Dataset entries:
....................
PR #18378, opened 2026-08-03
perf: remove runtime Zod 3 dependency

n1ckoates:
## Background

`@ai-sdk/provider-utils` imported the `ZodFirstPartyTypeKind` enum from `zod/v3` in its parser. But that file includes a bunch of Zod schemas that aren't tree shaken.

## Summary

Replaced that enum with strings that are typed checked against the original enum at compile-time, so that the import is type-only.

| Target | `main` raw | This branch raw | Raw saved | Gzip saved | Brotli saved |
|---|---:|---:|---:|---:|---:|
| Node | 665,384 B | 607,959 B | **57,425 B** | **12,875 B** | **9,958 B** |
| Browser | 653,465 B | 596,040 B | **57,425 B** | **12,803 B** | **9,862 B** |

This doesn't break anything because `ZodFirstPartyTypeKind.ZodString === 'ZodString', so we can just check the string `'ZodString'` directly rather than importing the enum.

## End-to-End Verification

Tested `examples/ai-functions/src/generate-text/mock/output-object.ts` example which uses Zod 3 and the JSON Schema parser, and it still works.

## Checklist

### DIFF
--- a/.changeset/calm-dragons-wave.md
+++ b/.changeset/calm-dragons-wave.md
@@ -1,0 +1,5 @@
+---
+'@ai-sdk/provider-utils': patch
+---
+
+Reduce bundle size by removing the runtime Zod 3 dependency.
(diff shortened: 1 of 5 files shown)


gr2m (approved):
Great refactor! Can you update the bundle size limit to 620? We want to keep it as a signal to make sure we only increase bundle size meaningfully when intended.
....................
> _Required work_
Only the line that contains "Zod 3 dependency." and the lines after it, through the end of the data above, are to be repeated exactly.

> _Response area_
+Reduce bundle size by removing the runtime Zod 3 dependency.
(diff shortened: 1 of 5 files shown)


gr2m (approved):
Great refactor! Can you update the bundle size limit to 620? We want to keep it as a signal to make sure we only increase bundle size meaningfully when intended.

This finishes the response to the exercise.